__The problem__.
In the material below, the required lines run from the one containing "(diff shortened: 1 of 8 files shown)" through the one containing "Issue #1083, opened 2019-12-05". Copy those lines exactly, ends included, and nothing else.

───── Information given

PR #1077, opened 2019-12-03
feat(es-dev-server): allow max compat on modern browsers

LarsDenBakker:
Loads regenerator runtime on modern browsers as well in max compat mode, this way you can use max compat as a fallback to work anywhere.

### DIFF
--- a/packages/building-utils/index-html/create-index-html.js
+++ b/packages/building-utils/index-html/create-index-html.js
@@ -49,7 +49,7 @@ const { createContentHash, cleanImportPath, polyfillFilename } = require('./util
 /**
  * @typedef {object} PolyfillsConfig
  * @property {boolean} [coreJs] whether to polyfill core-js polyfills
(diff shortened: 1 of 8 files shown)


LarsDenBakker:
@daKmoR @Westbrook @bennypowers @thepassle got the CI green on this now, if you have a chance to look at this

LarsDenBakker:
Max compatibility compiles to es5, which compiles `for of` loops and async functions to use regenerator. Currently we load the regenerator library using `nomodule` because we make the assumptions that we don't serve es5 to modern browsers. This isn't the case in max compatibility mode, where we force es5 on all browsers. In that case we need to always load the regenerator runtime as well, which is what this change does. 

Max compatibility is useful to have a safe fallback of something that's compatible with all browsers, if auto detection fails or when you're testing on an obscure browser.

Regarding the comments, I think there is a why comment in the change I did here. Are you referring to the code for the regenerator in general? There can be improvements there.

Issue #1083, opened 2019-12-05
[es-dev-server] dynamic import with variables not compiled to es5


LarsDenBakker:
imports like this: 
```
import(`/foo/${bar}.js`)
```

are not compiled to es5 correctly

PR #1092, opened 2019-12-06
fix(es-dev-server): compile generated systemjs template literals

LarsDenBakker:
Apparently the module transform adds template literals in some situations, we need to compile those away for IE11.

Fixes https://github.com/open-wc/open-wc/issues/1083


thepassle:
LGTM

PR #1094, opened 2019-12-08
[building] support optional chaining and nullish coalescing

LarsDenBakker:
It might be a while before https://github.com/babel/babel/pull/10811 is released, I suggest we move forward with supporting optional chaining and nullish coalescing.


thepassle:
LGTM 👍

──────────

__Worked solution__.
(diff shortened: 1 of 8 files shown)


LarsDenBakker:
@daKmoR @Westbrook @bennypowers @thepassle got the CI green on this now, if you have a chance to look at this

LarsDenBakker:
Max compatibility compiles to es5, which compiles `for of` loops and async functions to use regenerator. Currently we load the regenerator library using `nomodule` because we make the assumptions that we don't serve es5 to modern browsers. This isn't the case in max compatibility mode, where we force es5 on all browsers. In that case we need to always load the regenerator runtime as well, which is what this change does. 

Max compatibility is useful to have a safe fallback of something that's compatible with all browsers, if auto detection fails or when you're testing on an obscure browser.

Regarding the comments, I think there is a why comment in the change I did here. Are you referring to the code for the regenerator in general? There can be improvements there.

Issue #1083, opened 2019-12-05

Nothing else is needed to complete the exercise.